Turkish President Tayyip Erdogan fired three central bank lawmakers on Thursday, two of whom opposed the latest interest rate cut, clearing the way for further policy easing and sending the lira to a new record low. .
Analysts saw the move, announced at midnight in the Official Gazette, as new evidence of political interference by Erdogan, a self-described enemy of interest rates who frequently calls for monetary stimulus.
With no explanation for the decision, Erdogan fired Lieutenant Governors Semih Tumen and Ugur Namik Kucuk, along with the longest-serving member of the monetary policy committee (MPC), Abdullah Yavas, the gazette said.
He appointed two new members, Taha Cakmak as a deputy and also Yusuf Tuna, who are little known in the central bank or among economists, leaving the MPC with little experience in monetary policy after a years-long review by the president.
Two sources familiar with the internal deliberations said that Kucuk and Yavas were pulled after disagreeing with last month’s 100 basis point rate cut, which at the time surprised investors and caused the currency to fall.
On Thursday, the lira weakened as much as 1 percent to a record low of 9.1900 against the dollar after the announcement before cutting losses.
The currency has lost about 19 percent this year, mainly due to the central bank’s bruised credibility and concerns among investors and savers about premature rate cuts amid inflation that has soared to about 20 percent.
“The lira has lost its institutional support in recent years … and last night’s changes clearly indicate that the central bank is no longer capable of managing Turkey’s monetary policy,” said Arda Tunca, an economist at Eko Faktoring.
The combination of monetary policy and financial regulations has left the “Turkish economy extremely fragile,” he added.
Last month, the central bank cut its monetary policy rate to 18 percent as Erdogan, who was backing down in opinion polls and eager to boost credit and exports, had publicly sought. Most analysts called the easing a mistake at a time of acceleration in global inflation.
The MPC reform came after the presidency said Wednesday night that Erdogan had met with Central Bank Governor Sahap Kavcioglu and posted a photo of the two men together.
That marked a change from last week when Reuters reported, citing three sources, that Erdogan was losing confidence in Kavcioglu and that the two had communicated little in recent weeks.
Although the MPC has seen rapid turnover this year, Kavcioglu pushed for changes in recent days, according to one of the sources with knowledge of the matter.
“Kavcioglu kind of cleared the way to be able to lower rates more quickly with new members,” the person said.
Erdogan appointed Kavcioglu governor in March.
In just over two years, Erdogan has abruptly fired three bank governors over political differences, a dizzying show of political interference that seriously affected the bank’s credibility and predictability.

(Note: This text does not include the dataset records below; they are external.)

PR #2946, opened 2024-02-07
[FIX] sale_product_multi_add: fix discount

majouda:
Previously, when the 'Discount Policy' on the Price list was configured to 'Show public price & discount to customer,' the inclusion of multiple products in the sales order line did not take the price list into account. Now, this functionality is compatible with the specified price list configuration.

### DIFF
--- a/sale_product_multi_add/wizards/sale_import_products.py
+++ b/sale_product_multi_add/wizards/sale_import_products.py
@@ -46,7 +46,10 @@ class SaleImportProducts(models.TransientModel):
             }
         )
         line_values = sale_line._convert_to_write(sale_line._cache)
-        line_values = sol_obj.play_onchanges(line_values, [])
+        line_values = sol_obj.play_onchanges(
+            line_values,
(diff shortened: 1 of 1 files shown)


sale_product_multi_add/wizards/sale_import_products.py
```diff
@@ -46,7 +46,10 @@ def _get_line_values(self, sale, item):
             }
         )
         line_values = sale_line._convert_to_write(sale_line._cache)
-        line_values = sol_obj.play_onchanges(line_values, [])
+        line_values = sol_obj.play_onchanges(
+            line_values,
+            ["product_id", "price_unit", "product_uom", "product_uom_qty", "tax_id"],
```
rousseldenis, line 51: @majouda Thanks for this.

In fact I think the good syntax is to use `line_values.keys()` on the second argument of play_onchanges() to be compatible with side modules.

Could you maybe add a test case for the one you describe ?

Thanks

rousseldenis:
Closing this as very old.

“Firing central bank officials in the middle of the night without a very good explanation is not how you build central bank credibility or strengthen market confidence,” a foreign investor said Thursday.
Turkey’s headline inflation hit a two-and-a-half-year high of 19.58 percent in September, while a core measure, which Kavcioglu has been highlighting for the past month, was 16.98 percent.
Addressing a parliamentary committee this week, Kavcioglu said the September rate cut was not a surprise and had little to do with the subsequent lira liquidation.
The bank’s next policy-setting meeting is October 21, when another rate cut is expected to be likely.
Market reaction to Thursday’s changes included an increase in the premium demanded by investors to hold Turkish debt over US Treasuries, according to the JPMorgan EMBI Global Diversified Index. It reached 521 basis points, the highest since April, leaving spreads above those of Ukraine and Kenya.
The second source who spoke to Reuters said that both Kucuk and Yavas, who missed the September policy meeting, had opposed some recent banking decisions.
Kucuk also opposed an unorthodox policy in 2019-2020 of using the bank’s foreign exchange reserves to back the lira through sales by state banks, the person said, adding that Kucuk had warned the MPC not to hold High enough rates now only lead to even higher rates. in the future.
Cakmak, the new deputy governor, was vice chairman of Turkey’s BDDK banking watchdog since 2019. Previously, he held positions at state-owned lender Ziraat Bank, including head of human resources.
Tuna, the other MPC employee, was a professor and also served as a member of the BDDK board of directors from 2003 to 2009.
“It can be assumed that the newly appointed members of the central bank committee will support Kavcioglu and Erdogan’s monetary policy,” said Antje Praefcke, an analyst at Commerzbank. “That doesn’t bode well for the Turkish lira.”